(Extracted material begins)
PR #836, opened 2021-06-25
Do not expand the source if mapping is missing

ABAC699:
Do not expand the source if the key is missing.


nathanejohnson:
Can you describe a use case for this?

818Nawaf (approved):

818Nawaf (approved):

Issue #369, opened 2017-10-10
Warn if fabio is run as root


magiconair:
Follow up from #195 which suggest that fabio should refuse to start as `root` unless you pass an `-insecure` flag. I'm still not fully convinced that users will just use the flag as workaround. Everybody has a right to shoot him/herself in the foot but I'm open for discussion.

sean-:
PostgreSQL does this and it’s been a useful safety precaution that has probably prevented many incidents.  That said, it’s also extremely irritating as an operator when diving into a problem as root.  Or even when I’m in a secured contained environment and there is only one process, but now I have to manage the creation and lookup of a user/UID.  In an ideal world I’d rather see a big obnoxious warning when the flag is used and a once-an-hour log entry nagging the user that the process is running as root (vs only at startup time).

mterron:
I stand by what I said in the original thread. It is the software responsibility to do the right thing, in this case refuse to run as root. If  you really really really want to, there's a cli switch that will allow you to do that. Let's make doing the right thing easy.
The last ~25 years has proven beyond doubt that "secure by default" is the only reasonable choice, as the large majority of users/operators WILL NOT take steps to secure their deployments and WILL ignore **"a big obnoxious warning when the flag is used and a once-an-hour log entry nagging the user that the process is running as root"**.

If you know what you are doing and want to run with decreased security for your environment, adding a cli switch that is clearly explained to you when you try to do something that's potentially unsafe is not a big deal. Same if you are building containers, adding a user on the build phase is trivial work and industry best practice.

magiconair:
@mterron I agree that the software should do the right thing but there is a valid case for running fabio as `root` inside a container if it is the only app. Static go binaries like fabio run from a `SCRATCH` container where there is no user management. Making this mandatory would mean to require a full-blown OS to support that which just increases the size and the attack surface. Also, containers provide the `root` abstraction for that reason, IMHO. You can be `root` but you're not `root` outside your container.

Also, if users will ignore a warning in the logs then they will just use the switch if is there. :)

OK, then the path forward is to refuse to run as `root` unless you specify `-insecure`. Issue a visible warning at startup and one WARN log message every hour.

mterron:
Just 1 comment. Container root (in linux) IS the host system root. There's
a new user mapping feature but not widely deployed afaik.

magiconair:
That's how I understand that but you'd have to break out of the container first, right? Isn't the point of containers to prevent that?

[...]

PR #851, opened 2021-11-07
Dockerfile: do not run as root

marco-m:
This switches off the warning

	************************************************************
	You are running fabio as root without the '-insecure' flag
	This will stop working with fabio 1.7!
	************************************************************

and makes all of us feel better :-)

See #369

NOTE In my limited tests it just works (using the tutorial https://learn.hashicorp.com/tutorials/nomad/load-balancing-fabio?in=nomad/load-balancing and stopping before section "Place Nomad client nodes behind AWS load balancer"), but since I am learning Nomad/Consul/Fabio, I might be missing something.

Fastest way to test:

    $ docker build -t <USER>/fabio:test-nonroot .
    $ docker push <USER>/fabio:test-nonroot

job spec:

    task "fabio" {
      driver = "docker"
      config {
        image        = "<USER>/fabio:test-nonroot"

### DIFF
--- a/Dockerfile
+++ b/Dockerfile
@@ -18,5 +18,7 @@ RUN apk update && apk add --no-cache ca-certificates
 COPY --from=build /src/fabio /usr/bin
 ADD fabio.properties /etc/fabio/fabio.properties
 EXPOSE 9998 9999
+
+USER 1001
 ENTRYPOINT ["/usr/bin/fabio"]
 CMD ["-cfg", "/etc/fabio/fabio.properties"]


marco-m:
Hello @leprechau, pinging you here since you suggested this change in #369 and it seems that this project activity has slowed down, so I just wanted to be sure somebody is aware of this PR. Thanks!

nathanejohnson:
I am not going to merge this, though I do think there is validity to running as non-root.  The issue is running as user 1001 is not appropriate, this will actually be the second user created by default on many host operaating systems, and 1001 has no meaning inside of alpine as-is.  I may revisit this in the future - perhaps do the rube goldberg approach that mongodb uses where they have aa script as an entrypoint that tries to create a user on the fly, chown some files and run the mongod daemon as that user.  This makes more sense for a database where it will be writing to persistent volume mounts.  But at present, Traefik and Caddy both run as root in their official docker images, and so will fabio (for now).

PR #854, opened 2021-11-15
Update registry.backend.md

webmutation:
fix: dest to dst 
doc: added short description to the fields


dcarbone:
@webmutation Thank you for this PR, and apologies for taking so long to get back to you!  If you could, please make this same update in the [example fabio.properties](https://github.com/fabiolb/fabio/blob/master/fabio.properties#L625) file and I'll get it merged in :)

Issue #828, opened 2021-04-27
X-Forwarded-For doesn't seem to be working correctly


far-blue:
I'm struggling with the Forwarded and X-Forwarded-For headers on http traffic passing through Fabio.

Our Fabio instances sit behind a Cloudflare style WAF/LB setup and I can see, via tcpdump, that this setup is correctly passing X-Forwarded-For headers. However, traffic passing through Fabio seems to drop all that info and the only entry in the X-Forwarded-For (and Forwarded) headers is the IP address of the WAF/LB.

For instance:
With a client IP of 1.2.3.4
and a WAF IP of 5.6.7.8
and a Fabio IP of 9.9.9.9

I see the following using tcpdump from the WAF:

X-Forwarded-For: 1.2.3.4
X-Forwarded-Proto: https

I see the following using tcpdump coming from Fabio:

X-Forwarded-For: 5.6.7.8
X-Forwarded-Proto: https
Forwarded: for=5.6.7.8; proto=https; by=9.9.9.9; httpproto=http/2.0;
(Extracted material ends)
Assignment →
Only the lines above from the line with "Just 1 comment." to the line with "Fastest way to", those two lines included, should be reproduced exactly.

Exercise response →
Just 1 comment. Container root (in linux) IS the host system root. There's
a new user mapping feature but not widely deployed afaik.

magiconair:
That's how I understand that but you'd have to break out of the container first, right? Isn't the point of containers to prevent that?

[...]

PR #851, opened 2021-11-07
Dockerfile: do not run as root

marco-m:
This switches off the warning

	************************************************************
	You are running fabio as root without the '-insecure' flag
	This will stop working with fabio 1.7!
	************************************************************

and makes all of us feel better :-)

See #369

NOTE In my limited tests it just works (using the tutorial https://learn.hashicorp.com/tutorials/nomad/load-balancing-fabio?in=nomad/load-balancing and stopping before section "Place Nomad client nodes behind AWS load balancer"), but since I am learning Nomad/Consul/Fabio, I might be missing something.

Fastest way to test:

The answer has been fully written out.